**Record extracts**

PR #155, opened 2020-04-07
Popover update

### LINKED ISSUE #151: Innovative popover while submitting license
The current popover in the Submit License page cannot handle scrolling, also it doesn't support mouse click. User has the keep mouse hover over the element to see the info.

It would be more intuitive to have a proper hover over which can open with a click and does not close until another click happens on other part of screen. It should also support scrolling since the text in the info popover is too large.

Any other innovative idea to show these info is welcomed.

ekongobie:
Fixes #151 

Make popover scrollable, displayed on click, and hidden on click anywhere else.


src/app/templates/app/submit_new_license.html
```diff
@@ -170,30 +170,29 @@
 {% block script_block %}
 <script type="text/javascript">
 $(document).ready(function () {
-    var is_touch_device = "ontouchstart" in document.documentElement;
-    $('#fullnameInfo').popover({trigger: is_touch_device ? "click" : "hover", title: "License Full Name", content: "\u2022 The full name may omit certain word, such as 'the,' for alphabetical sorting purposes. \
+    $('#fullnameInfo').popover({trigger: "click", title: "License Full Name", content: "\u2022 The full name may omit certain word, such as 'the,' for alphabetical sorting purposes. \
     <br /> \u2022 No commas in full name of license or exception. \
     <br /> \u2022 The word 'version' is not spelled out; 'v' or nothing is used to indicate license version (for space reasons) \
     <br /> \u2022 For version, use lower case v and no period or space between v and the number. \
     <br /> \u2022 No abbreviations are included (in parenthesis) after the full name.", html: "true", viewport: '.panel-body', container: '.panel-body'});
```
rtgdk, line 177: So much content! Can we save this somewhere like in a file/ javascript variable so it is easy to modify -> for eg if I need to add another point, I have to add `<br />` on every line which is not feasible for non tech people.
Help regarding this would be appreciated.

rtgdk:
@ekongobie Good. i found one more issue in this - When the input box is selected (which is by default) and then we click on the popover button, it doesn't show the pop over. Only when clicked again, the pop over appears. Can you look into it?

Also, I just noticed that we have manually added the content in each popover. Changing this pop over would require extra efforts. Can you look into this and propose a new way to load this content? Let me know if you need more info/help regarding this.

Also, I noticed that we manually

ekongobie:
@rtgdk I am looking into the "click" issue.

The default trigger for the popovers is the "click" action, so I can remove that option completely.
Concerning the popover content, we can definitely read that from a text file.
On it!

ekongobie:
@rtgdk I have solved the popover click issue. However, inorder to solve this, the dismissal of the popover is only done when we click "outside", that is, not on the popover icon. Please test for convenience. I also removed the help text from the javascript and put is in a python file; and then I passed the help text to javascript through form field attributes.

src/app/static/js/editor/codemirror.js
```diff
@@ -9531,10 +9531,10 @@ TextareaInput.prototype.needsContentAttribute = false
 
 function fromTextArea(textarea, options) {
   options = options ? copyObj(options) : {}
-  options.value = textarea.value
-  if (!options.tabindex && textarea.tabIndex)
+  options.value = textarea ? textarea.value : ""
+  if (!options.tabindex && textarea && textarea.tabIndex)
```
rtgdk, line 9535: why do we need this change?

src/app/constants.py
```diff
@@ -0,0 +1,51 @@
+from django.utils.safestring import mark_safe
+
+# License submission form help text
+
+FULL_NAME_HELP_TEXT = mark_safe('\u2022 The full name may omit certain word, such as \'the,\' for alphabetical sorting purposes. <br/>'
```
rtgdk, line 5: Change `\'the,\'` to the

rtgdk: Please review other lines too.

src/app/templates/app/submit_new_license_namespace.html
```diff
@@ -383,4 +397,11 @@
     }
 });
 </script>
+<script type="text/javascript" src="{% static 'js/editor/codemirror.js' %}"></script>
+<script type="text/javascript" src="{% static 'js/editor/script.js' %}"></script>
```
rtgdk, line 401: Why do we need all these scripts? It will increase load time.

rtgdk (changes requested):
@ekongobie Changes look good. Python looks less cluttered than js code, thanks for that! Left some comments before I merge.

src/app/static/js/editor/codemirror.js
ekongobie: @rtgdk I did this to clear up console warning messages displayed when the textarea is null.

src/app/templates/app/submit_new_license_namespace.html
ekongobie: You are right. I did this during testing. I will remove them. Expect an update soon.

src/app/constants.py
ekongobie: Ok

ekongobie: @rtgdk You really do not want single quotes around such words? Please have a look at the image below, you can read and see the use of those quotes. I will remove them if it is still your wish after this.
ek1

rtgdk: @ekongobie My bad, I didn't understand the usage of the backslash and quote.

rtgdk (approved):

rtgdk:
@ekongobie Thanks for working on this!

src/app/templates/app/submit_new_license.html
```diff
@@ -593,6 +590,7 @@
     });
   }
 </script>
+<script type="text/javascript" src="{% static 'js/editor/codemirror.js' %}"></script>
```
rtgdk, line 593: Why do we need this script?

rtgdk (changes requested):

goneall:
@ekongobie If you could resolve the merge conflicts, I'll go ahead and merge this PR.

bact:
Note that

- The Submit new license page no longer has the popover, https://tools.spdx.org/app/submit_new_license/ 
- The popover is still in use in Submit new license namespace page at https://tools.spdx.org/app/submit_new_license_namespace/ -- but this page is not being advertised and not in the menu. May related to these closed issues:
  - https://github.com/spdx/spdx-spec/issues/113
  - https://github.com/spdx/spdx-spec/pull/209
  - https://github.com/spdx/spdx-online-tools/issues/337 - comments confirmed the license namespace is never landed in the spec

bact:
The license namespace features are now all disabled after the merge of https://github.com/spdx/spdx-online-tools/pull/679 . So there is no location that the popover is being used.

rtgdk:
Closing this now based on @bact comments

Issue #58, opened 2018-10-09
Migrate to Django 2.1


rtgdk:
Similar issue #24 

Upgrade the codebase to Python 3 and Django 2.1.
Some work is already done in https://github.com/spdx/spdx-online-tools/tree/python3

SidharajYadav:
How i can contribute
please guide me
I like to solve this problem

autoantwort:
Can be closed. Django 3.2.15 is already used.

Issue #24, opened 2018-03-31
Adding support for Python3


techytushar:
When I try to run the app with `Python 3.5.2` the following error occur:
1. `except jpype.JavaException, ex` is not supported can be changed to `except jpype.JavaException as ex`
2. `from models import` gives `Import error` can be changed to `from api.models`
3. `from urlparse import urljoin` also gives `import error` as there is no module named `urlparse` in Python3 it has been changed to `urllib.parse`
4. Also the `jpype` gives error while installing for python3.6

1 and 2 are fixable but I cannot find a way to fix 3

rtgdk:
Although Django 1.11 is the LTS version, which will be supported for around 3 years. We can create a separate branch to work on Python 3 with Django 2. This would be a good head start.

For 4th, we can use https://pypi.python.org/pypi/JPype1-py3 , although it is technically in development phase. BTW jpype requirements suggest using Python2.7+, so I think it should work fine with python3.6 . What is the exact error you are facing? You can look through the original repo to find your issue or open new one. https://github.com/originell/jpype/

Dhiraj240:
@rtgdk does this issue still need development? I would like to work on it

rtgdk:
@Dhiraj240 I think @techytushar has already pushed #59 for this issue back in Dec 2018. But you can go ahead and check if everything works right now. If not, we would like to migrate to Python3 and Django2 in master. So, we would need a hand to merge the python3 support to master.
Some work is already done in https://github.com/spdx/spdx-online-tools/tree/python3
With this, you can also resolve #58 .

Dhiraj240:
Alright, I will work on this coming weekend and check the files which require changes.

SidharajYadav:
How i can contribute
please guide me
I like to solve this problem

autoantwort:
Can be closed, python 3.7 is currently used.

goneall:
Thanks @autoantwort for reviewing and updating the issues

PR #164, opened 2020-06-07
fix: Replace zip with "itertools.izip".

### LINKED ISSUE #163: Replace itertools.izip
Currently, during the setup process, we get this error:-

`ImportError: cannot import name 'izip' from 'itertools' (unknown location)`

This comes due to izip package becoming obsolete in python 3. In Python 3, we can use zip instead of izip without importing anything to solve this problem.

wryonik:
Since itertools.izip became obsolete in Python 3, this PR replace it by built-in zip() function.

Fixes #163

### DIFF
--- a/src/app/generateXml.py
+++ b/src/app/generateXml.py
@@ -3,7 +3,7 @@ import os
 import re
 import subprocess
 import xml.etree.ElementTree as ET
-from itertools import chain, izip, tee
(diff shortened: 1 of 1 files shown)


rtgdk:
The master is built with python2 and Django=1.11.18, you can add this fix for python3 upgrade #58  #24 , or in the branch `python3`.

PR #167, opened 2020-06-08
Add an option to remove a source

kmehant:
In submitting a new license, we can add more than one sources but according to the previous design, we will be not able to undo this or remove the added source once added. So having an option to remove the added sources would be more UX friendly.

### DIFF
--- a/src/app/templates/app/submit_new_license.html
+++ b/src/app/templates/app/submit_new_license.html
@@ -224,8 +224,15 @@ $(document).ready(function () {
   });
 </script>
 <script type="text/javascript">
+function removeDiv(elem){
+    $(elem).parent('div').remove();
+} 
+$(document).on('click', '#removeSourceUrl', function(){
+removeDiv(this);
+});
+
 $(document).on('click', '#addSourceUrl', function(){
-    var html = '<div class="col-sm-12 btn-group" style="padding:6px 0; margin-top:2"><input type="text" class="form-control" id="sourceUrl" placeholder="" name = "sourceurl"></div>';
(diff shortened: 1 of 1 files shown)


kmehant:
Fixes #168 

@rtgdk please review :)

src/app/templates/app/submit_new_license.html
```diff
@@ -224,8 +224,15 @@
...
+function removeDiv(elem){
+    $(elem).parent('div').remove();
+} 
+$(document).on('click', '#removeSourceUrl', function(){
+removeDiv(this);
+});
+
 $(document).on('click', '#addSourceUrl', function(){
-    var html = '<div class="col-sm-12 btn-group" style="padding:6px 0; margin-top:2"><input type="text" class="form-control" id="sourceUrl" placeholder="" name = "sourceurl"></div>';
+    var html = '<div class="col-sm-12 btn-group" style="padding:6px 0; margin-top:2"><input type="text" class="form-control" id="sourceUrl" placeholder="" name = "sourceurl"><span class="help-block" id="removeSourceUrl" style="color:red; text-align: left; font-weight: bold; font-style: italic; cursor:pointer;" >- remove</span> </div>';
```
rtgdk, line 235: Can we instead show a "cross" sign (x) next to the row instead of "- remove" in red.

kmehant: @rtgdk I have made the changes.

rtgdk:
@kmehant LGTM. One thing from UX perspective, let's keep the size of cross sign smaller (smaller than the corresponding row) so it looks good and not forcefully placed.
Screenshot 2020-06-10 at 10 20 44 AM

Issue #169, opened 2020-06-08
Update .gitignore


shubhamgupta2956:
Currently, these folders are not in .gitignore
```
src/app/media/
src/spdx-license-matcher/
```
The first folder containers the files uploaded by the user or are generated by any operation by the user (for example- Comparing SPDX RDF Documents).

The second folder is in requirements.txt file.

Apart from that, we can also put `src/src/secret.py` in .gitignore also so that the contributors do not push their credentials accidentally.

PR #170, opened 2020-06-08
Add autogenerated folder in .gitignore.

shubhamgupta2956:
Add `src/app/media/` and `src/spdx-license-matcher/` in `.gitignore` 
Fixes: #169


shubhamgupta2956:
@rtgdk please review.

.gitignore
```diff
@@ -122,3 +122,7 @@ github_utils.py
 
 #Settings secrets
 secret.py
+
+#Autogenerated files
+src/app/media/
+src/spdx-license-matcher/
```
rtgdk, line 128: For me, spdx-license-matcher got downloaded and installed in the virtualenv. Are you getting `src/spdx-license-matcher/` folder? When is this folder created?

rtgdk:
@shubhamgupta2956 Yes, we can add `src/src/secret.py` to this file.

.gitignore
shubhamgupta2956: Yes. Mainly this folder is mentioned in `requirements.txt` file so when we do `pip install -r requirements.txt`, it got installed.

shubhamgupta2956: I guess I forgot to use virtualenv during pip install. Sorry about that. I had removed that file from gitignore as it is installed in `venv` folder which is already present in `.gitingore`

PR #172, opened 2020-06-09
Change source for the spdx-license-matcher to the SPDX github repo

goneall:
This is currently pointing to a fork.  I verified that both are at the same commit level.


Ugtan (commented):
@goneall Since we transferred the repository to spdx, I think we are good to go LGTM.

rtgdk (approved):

**Description of the task**
The answer is a single number, the count of lines in the records that contain the string "while".

**Answer for the task**
2